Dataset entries
╭──
PR #1187, opened 2023-05-16
Remove redundant assigning of p1 to prev

AtariDreams:
This assignment is redundant, as the assignment to prev from p1 happens after the if statement anyway.

This was found by clang-tidy emitting the following warning: "Value stored to 'prev' is never read", as prev is reassigned to the same expression once outside the if-statement.

### DIFF
--- a/pcap-sita.c
+++ b/pcap-sita.c
@@ -533,7 +533,7 @@ static void sort_if_table(void) {
 
 	if (!acn_if_list) return;				/* nothing to do if the list is empty */
 
-	while (1) {
+	do {
 		p1 = acn_if_list;					/* start at the head of the list */
 		prev = 0;
 		has_swapped = 0;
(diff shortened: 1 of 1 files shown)


fxlb:
> This fixes compiler warnings [...]

A copy of the warning message should be added in the body of the commit message with the compiler name and version.

infrastation:
I wonder why `make -s CFLAGS=-Werror` didn't produce this warning using Clang 16.0.1. Did you use custom `CFLAGS` or anything else to get this warning?

fxlb:
A forced build? Because doc/README.sita states:
```
NOTE: this is not currently supported; the configure script doesn't
support --with-sita, and CMake doesn't support enabling SITA ACN
support.  The code currently does not compile; it should really be
implemented as an additional remote capture mechanism, using a URL,
rather than as a separate version of libpcap that supports only the ACN
product, but the infrastructure for that isn't yet available.
```
Not sure there is a need to take care of this source file.

infrastation:
Oh, the warning is in that file, not in the one I thought.

AtariDreams:
@fxlb Any updates on this? I get 'Value stored to 'p1' is never read' from clang-tidy.

infrastation:
Trying to compile `pcap-sita.c` yields 15 warnings and 2 errors. The redundant assignment is the least of its problems. Let's not waste time on this file until someone is ready to fix and test it or it is clear it has no purpose and can be retired.

PR #1188, opened 2023-05-16
Make i, n, index, and max_stmts unsigned integers

AtariDreams:
This fixes compiler warnings  regarding signedness and avoids casting.

maxval should be an unsigned integer because slength, the result of which is added to this number, returns an unsigned value.

In addition, opt_state->maxval being an unsigned int that is assigned via multiplying max_stmts is also a good case for max_stmts being unsigned. Finally, count_blocks should be unsigned since the minimum number is 0, and it assigns to n, which "i" is compared to, and is used for pointer arithmetic.

### DIFF
--- a/gencode.c
+++ b/gencode.c
@@ -604,7 +604,7 @@ static struct block *gen_msg_abbrev(compiler_state_t *, int type);
 static void
 initchunks(compiler_state_t *cstate)
 {
-	int i;
+	u_int i;
 
 	for (i = 0; i < NCHUNKS; i++) {
 		cstate->chunks[i].n_left = 0;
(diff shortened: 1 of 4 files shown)


infrastation:
Please provide more details of the problem.

infrastation:
The main problem with the proposed change is that it does not quote any evidence of the compiler warnings it fixes. The only way to compile `pcap-dag.c`, is to have the DAG library, so it is a bit difficult to reason about the file. However, `gencode.c`, `optimize.c` and `rpcapd/rpcapd.c` are compiled in every CI run and do not currently generate any compiler warnings because libpcap does not currently generate any compiler warnings.

Therefore closing.

PR #1195, opened 2023-06-01
RFC: DSA/EDSA: Enable filter functionality

Hexxel:
This is a RFC, we want to use tcpdump filter functionality on a DSA/EDSA link layer device, but there doesn't seem to be supported right now. I'm not well versed in the libpcap impelmentation so I naively looked at the existing code and did the following changes in this PR. Please don't hit me over the head :/
Is this the right way of doing it or do you have any suggestions where I should look for a better solution/approach?

Best regards,

### DIFF
--- a/gencode.c
+++ b/gencode.c
@@ -1717,6 +1717,20 @@ init_linktype(compiler_state_t *cstate, pcap_t *p)
 		cstate->off_nl_nosnap = 3;	/* 802.3+802.2 */
 		break;
 
+	case DLT_DSA_TAG_DSA:
+		cstate->off_linktype.constant_part = 16;
+		cstate->off_linkpl.constant_part = 18;	/* Ethernet header length */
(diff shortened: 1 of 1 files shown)


Hexxel:
No actions on this PR?

infrastation:
This will need a change log entry. A few filter tests would be useful too.

infrastation:
If these changes are applied and `off_nl_nosnap` is set to `OFFSET_NOT_SET` and the DLT contains an Ethernet packet (with a commensurate switch tag) that is a 802.2 LLC packet, will everything work as usual?

Hexxel:
I really don't know, sorry.

infrastation:
Alright, let's think about it.

infrastation:
As it turns out, LLC indeed may be present and there is more code paths to take into account. Commit 588655e implements `DLT_DSA_TAG_DSA` filtering and adds tests.

PR #1196, opened 2023-06-11
Prefer calloc over malloc + memset where possible

AtariDreams:
This offloads the memset work to the OS.

### DIFF
--- a/gencode.c
+++ b/gencode.c
@@ -628,12 +628,11 @@ newchunk_nolongjmp(compiler_state_t *cstate, size_t n)
 			return (NULL);
 		}
 		size = CHUNK0SIZE << k;
-		cp->m = (void *)malloc(size);
+		cp->m = calloc(1, size);
 		if (cp->m == NULL) {
 			bpf_set_error(cstate, "out of memory");
 			return (NULL);
 		}
-		memset((char *)cp->m, 0, size);
 		cp->n_left = size;
 		if (n > size) {
 			bpf_set_error(cstate, "out of memory");
--- a/pcap-bpf.c
+++ b/pcap-bpf.c
@@ -2672,18 +2672,15 @@ pcap_activate_bpf(pcap_t *p)
 #ifdef HAVE_ZEROCOPY_BPF
 	if (!pb->zerocopy) {
 #endif
-	p->buffer = malloc(p->bufsize);
+	/* For some strange reason, calloc instead of malloc seems to prevent the EFAULT
+	 * problems we have experienced from AIX BPF. */
+	p->buffer = calloc(1, p->bufsize);
 	if (p->buffer == NULL) {
 		pcap_fmt_errmsg_for_errno(p->errbuf, PCAP_ERRBUF_SIZE,
 		    errno, "malloc");
 		status = PCAP_ERROR;
 		goto bad;
 	}
-#ifdef _AIX
-	/* For some strange reason this seems to prevent the EFAULT
-	 * problems we have experienced from AIX BPF. */
-	memset(p->buffer, 0x0, p->bufsize);
-#endif
 #ifdef HAVE_ZEROCOPY_BPF
 	}
 #endif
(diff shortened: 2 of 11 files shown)


pcap-bpf.c
```diff
@@ -2611,18 +2611,13 @@ pcap_activate_bpf(pcap_t *p)
...
 		pcap_fmt_errmsg_for_errno(p->errbuf, PCAP_ERRBUF_SIZE,
 		    errno, "malloc");
 		status = PCAP_ERROR;
 		goto bad;
 	}
-#ifdef _AIX
-	/* For some strange reason this seems to prevent the EFAULT
-	 * problems we have experienced from AIX BPF. */
-	memset(p->buffer, 0x0, p->bufsize);
-#endif
```
infrastation, line 2625: It would be better to save this comment even after the zeroing is no longer conditional.

pcap-dag.c
```diff
@@ -1274,9 +1274,9 @@ dag_get_datalink(pcap_t *p)
 	int index=0, dlt_index=0;
 	uint8_t types[255];
 
-	memset(types, 0, 255);
+	memset(types, 0, sizeof(types));
```
infrastation, line 1277: `uint8_t types[255] = { 0 };` would fit the problem space better.

pcap-netfilter-linux.c
```diff
@@ -612,7 +612,7 @@ netfilter_activate(pcap_t* handle)
 
 	if (type == NFLOG) {
 		handle->linktype = DLT_NFLOG;
-		handle->dlt_list = (u_int *) malloc(sizeof(u_int) * 2);
+		handle->dlt_list = (u_int *) malloc(2 * sizeof(u_int));
 		if (handle->dlt_list != NULL) {
```
infrastation, line 616: I wonder if this should fail with an error as is done below. In any case, this change is out of scope of this commit.

pcap.c
```diff
@@ -551,8 +551,8 @@ pcap_list_tstamp_types(pcap_t *p, int **tstamp_typesp)
 		**tstamp_typesp = PCAP_TSTAMP_HOST;
 		return (1);
 	} else {
-		*tstamp_typesp = (int*)calloc(sizeof(**tstamp_typesp),
-		    p->tstamp_type_count);
+		*tstamp_typesp = (int*)malloc(p->tstamp_type_count *
+			sizeof(**tstamp_typesp));
```
infrastation, line 555: This is the exact reverse of the point of this commit. Removing this initialization has potential to introduce a bug.

pcap.c
```diff
@@ -3016,14 +3016,14 @@ pcap_list_datalinks(pcap_t *p, int **dlt_buffer)
 		**dlt_buffer = p->linktype;
 		return (1);
 	} else {
-		*dlt_buffer = (int*)calloc(sizeof(**dlt_buffer), p->dlt_count);
+		*dlt_buffer = (int*)malloc(p->dlt_count * sizeof(**dlt_buffer));
```
infrastation, line 3019: Same as above, this change would introduce an unpleasant surprise.

gencode.c
```diff
@@ -632,12 +632,11 @@ newchunk_nolongjmp(compiler_state_t *cstate, size_t n)
 			return (NULL);
 		}
 		size = CHUNK0SIZE << k;
-		cp->m = (void *)malloc(size);
+		cp->m = (void *)calloc(1, size);
```
infrastation, line 635: Both `malloc()` and `calloc()` return a `void *`, so the type cast is noise.

pcap.c
AtariDreams: I have no idea how that got there.

pcap.c
AtariDreams: Not really, because memset

pcap.c
AtariDreams: memset takes care of that

AtariDreams:
@infrastation Done!

infrastation:
The most recent revision still replaces `calloc()` with `malloc()` without `memset()` twice: in `pcap_list_tstamp_types()` and in `pcap_list_datalinks()`. Excuse me, but we are talking in circles and these changes do not look safe, therefore closing.

PR #1197, opened 2023-06-13
pcap-filter(7): Add the filter "ifindex interface_index"

fxlb:
[skip ci]


infrastation:
It would be useful to say in "backward compatibility" that this was introduced in libpcap 1.10.0.

fxlb:
"backward compatibility"

Yes! Done.

PR #1199, opened 2023-06-21
bpf_bind() should parse link/interface specification to obtain zoneid

Sashan:
currently link/interface name is parsed in pcap_activate_bpf(), however zone-id is not passed down to bpf_bind() function. This prevents libpcap consumers on Solaris (for example tcpdump) to attach to link owned by non-global zone. For example:
	tcpdump -i test_zone/net0
in this case libpcap always opens link net0 which (if exists) is owned by global zone. However we want tcpdump which runs in global zone to start sniffing on net0 owned by test_zone

the proposed fix moves parsing down to bpf_bind(). the drawback here is we are losing some error messages.

### DIFF
--- a/pcap-bpf.c
+++ b/pcap-bpf.c
@@ -635,14 +635,56 @@ static int
 bpf_bind(int fd, const char *name, char *errbuf)
 {
 	int status;
-#ifdef LIFNAMSIZ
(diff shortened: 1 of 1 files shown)


fxlb:
Please cancel `Merge branch 'master' into solaris.ngz`.
Do a `rebase` on `the-tcpdump-group:master` for a better history.

PR #1200, opened 2023-06-24
Document why we do not do error handling if dlt_list is NULL

AtariDreams:
We can leave the dlt_list empty instead of populating it.


guyharris:
> We can leave the dlt_list empty instead of populating it.

[citation needed]

AtariDreams:
> > We can leave the dlt_list empty instead of populating it.
> 
> 
> 
> [citation needed]

Everywhere else in the code does this

guyharris:
> Everywhere else in the code does this

As of 8f1f6fcbe4b4c17d965b42374a2f170452a93289, nowhere in the code does this.  And even before that, there were places in the code that didn't.

But this did get me to review the code and test some things, and I found some unrelated bugs and fixed them, so thanks.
╰──
Check each line of the data above, and please copy the ones in which the string "these" occurs.

§ **Answer box**
If these changes are applied and `off_nl_nosnap` is set to `OFFSET_NOT_SET` and the DLT contains an Ethernet packet (with a commensurate switch tag) that is a 802.2 LLC packet, will everything work as usual?
The most recent revision still replaces `calloc()` with `malloc()` without `memset()` twice: in `pcap_list_tstamp_types()` and in `pcap_list_datalinks()`. Excuse me, but we are talking in circles and these changes do not look safe, therefore closing.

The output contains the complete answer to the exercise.